27 May 2016 | Laurent Dinh, Jascha Sohl-Dickstein, Samy Bengio
This paper introduces Real NVP (Real-valued Non-volume Preserving) transformations as a powerful invertible and learnable method for density estimation. The approach allows for exact log-likelihood computation, exact sampling, and exact inference of latent variables, enabling the modeling of complex data distributions. The method is based on a change of variable formula, which enables tractable density evaluation and inference. The paper demonstrates the effectiveness of Real NVP in modeling natural images across four datasets, showing its ability to generate realistic samples, evaluate log-likelihoods, and manipulate latent variables.
The model is built using coupling layers, which are simple invertible transformations that allow for efficient computation of Jacobian determinants. These layers are combined in a multi-scale architecture, which enables the model to handle high-dimensional data efficiently. The model also incorporates batch normalization and deep residual networks to improve training and performance.
Experiments on natural image datasets such as CIFAR-10, Imagenet, LSUN, and CelebA show that Real NVP achieves competitive performance in terms of sample quality and log-likelihood. The model is able to generate high-quality samples and maintain spatial smoothness, even when extrapolating to larger image sizes. Additionally, the model's latent space is shown to have semantic meaning, with the ability to generate manifolds that reflect higher-level concepts.

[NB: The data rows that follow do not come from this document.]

PR #2350, opened 2024-01-15
feat: add application to sdk

sfc-gh-swinkler:
adds snowflake application to sdk 

https://docs.snowflake.com/en/sql-reference/sql/create-application


pkg/sdk/applications_def.go
```diff
@@ -0,0 +1,142 @@
+package sdk
+
+import g "github.com/Snowflake-Labs/terraform-provider-snowflake/pkg/sdk/poc/generator"
+
+//go:generate go run ./poc/main.go
+
+/*
+ * 	todo: add definition for `CREATE APPLICATION <name> FROM LISTING <listing_name> [ COMMENT = '<string_literal>' ] [ WITH TAG ( <tag_name> = '<tag_value>' [ , ... ] ) ]`
```
sfc-gh-asawicki, line 8: Why we are leaving it for later? Can we add it to the SNOW-933289 epic as a subtask if we don't need it now?

pkg/sdk/applications_validations_gen.go
```diff
@@ -0,0 +1,77 @@
...
+
+var (
+	_ validatable = new(CreateApplicationOptions)
+	_ validatable = new(DropApplicationOptions)
+	_ validatable = new(AlterApplicationOptions)
+	_ validatable = new(ShowApplicationOptions)
+	_ validatable = new(DescribeApplicationOptions)
+)
+
+func (opts *CreateApplicationOptions) validate() error {
```
sfc-gh-asawicki, line 11: according to the docs DEBUG cannot be set if not using the `USING` syntax (first one here: https://docs.snowflake.com/en/sql-reference/sql/create-application#syntax). Is this the error in the docs or should it be checked?

pkg/sdk/applications_def.go
```diff
@@ -0,0 +1,142 @@
...
+		Alter().
+		SQL("APPLICATION").
+		IfExists().
+		Name().
+		OptionalQueryStructField(
+			"Set",
+			applicationSet,
+			g.KeywordOptions().SQL("SET"),
+		).
+		OptionalSQL("UNSET COMMENT").
```
sfc-gh-asawicki, line 74: isn't it the same like with UNSET on application package (that the commas are missing from the syntax description and it could be wrapped in one object as set?)

pkg/sdk/applications_impl_gen.go
```diff
@@ -0,0 +1,180 @@
...
+				Patch:   r.UpgradeVersion.VersionAndPatch.Patch,
+			}
+		}
+	}
+	if r.UnsetReferences != nil {
+		opts.UnsetReferences = &ApplicationReferences{}
+		if r.UnsetReferences.References != nil {
+			s := make([]ApplicationReference, len(r.UnsetReferences.References))
+			for i, v := range r.UnsetReferences.References {
+				s[i] = ApplicationReference{
```
sfc-gh-asawicki, line 128: +1 for reviewdog comment here

pkg/sdk/testint/applications_gen_integration_test.go
```diff
@@ -0,0 +1,345 @@
...
+	t.Run("show application: with like", func(t *testing.T) {
+		applicationPackageName, version, patch := "hello_snowflake_package_test", "V001", 0
+		_, e := createApplicationHandle(t, applicationPackageName, version, patch, false, true, false)
+		packages, err := client.Applications.Show(ctx, sdk.NewShowApplicationRequest().WithLike(&sdk.Like{Pattern: &e.Name}))
+		require.NoError(t, err)
+		require.Equal(t, 1, len(packages))
+		require.Equal(t, *e, packages[0])
+	})
+
+	t.Run("alter application: set", func(t *testing.T) {
```
sfc-gh-asawicki, line 221: what about `SHARE_EVENTS_WITH_PROVIDER`? This one I would like to see in the tests, because it's not supported in the CREATE.

sfc-gh-asawicki (changes requested):

pkg/sdk/testint/applications_gen_integration_test.go
```diff
@@ -0,0 +1,345 @@
...
+	"testing"
+
+	"github.com/Snowflake-Labs/terraform-provider-snowflake/pkg/sdk"
+	"github.com/Snowflake-Labs/terraform-provider-snowflake/pkg/sdk/internal/random"
+	"github.com/stretchr/testify/assert"
+	"github.com/stretchr/testify/require"
+)
+
+/*
+ * todo: add integration test for `ALTER APPLICATION <name> UPGRADE`
```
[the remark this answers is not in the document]
sfc-gh-swinkler: this only works for upgrading applications which were created using listings, and we cannot create from listing at this time. there is already a ticket for this here: SNOW-1015095

pkg/sdk/applications_def.go
sfc-gh-swinkler: made Unset its own struct

pkg/sdk/applications_def.go
```diff
@@ -0,0 +1,142 @@
...
+			g.KeywordOptions().SQL("UPGRADE USING"),
+		).
+		OptionalQueryStructField(
+			"UnsetReferences",
+			applicationReferences,
+			g.KeywordOptions().SQL("UNSET REFERENCES"),
+		).
+		OptionalSetTags().
+		OptionalUnsetTags().
+		WithValidation(g.ValidIdentifier, "name").
```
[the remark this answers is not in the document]
sfc-gh-swinkler: added validation

pkg/sdk/applications_gen.go
```diff
@@ -0,0 +1,136 @@
...
+	"database/sql"
+)
+
+type Applications interface {
+	Create(ctx context.Context, request *CreateApplicationRequest) error
+	Drop(ctx context.Context, request *DropApplicationRequest) error
+	Alter(ctx context.Context, request *AlterApplicationRequest) error
+	Show(ctx context.Context, request *ShowApplicationRequest) ([]Application, error)
+	ShowByID(ctx context.Context, id AccountObjectIdentifier) (*Application, error)
+	Describe(ctx context.Context, id AccountObjectIdentifier) ([]ApplicationDetail, error)
```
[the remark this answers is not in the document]
sfc-gh-swinkler: renamed to applicationproperty

pkg/sdk/applications_validations_gen.go
sfc-gh-swinkler: added validation

pkg/sdk/testint/applications_gen_integration_test.go
```diff
@@ -0,0 +1,345 @@
...
+		return func() {
+			err := client.Applications.Drop(ctx, sdk.NewDropApplicationRequest(id))
+			if errors.Is(err, sdk.ErrObjectNotExistOrAuthorized) {
+				return
+			}
+			require.NoError(t, err)
+		}
+	}
+
+	putOnStageHandle := func(t *testing.T, id sdk.SchemaObjectIdentifier, name string, content string) {
```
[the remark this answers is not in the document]
sfc-gh-swinkler: created new helper function "putOnStageWithContent" for code reusue

pkg/sdk/testint/applications_gen_integration_test.go
```diff
@@ -0,0 +1,345 @@
...
+				{
+					Name:  tagTest.ID(),
+					Value: "v1",
+				},
+			})
+		err := client.Applications.Create(ctx, request)
+		require.NoError(t, err)
+		t.Cleanup(cleanupApplicationHandle(id))
+
+		e, err := client.Applications.ShowByID(ctx, id)
```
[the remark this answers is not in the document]
sfc-gh-swinkler: fixed

pkg/sdk/testint/applications_gen_integration_test.go
```diff
@@ -0,0 +1,345 @@
...
+
+		setTags := []sdk.TagAssociation{
+			{
+				Name:  tagTest.ID(),
+				Value: "v1",
+			},
+		}
+		err := client.Applications.Alter(ctx, sdk.NewAlterApplicationRequest(id).WithSetTags(setTags))
+		require.NoError(t, err)
+		assertApplication(t, id, applicationPackageName, version, patch)
```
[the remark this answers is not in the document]
sfc-gh-swinkler: tags don't currently work for applications, so added a note

pkg/sdk/applications_impl_gen.go
sfc-gh-swinkler: i think this is fixed, but do we have a make target to run linting errors created by reviewdog locally?

pkg/sdk/testint/applications_gen_integration_test.go
sfc-gh-swinkler: getting an error message: `share_events_with provider can only be set/unset if the app is created in a different account from the app package` cross account resource creation would make this a challenging test to write. i added a todo, but I don't think it adds much value for the time being.

pkg/sdk/applications_impl_gen.go
sfc-gh-asawicki: we have `make pre-push` which runs the linters

pkg/sdk/applications_def.go
sfc-gh-asawicki: Okay, and as with application package I guess that unsetting multiple is possible when you use commas? (consult with the thread https://github.com/Snowflake-Labs/terraform-provider-snowflake/pull/2323#discussion_r1457115048)

pkg/sdk/testint/applications_gen_integration_test.go
sfc-gh-asawicki: Ok! Please add a subtask for SNOW-933289 and add the issue number to the comment please. We will get back to it when the time comes.

sfc-gh-asawicki (changes requested):
Please fix the build and I responded to two previous discussions.

pkg/sdk/testint/applications_gen_integration_test.go
sfc-gh-swinkler: SNOW-1016268

pkg/sdk/applications_def.go
sfc-gh-swinkler: fixed

sfc-gh-asawicki (dismissed):

pkg/sdk/testint/applications_gen_integration_test.go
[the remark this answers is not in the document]
sfc-gh-jcieslak: So maybe we should skip it for now? It doesn't make sense if there're no asserts to check tags (+ knowing they're not supported yet)

sfc-gh-jcieslak (dismissed):
Approved, but consider skipping that tag test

The paper also discusses the limitations of the model, including the challenge of capturing higher-level semantic concepts in the latent space. Despite these limitations, Real NVP provides a flexible and tractable approach to density estimation, with potential applications in various domains beyond image modeling.This paper introduces Real NVP (Real-valued Non-volume Preserving) transformations as a powerful invertible and learnable method for density estimation. The approach allows for exact log-likelihood computation, exact sampling, and exact inference of latent variables, enabling the modeling of complex data distributions. The method is based on a change of variable formula, which enables tractable density evaluation and inference. The paper demonstrates the effectiveness of Real NVP in modeling natural images across four datasets, showing its ability to generate realistic samples, evaluate log-likelihoods, and manipulate latent variables.
The model is built using coupling layers, which are simple invertible transformations that allow for efficient computation of Jacobian determinants. These layers are combined in a multi-scale architecture, which enables the model to handle high-dimensional data efficiently. The model also incorporates batch normalization and deep residual networks to improve training and performance.
Experiments on natural image datasets such as CIFAR-10, Imagenet, LSUN, and CelebA show that Real NVP achieves competitive performance in terms of sample quality and log-likelihood. The model is able to generate high-quality samples and maintain spatial smoothness, even when extrapolating to larger image sizes. Additionally, the model's latent space is shown to have semantic meaning, with the ability to generate manifolds that reflect higher-level concepts.
The paper also discusses the limitations of the model, including the challenge of capturing higher-level semantic concepts in the latent space. Despite these limitations, Real NVP provides a flexible and tractable approach to density estimation, with potential applications in various domains beyond image modeling.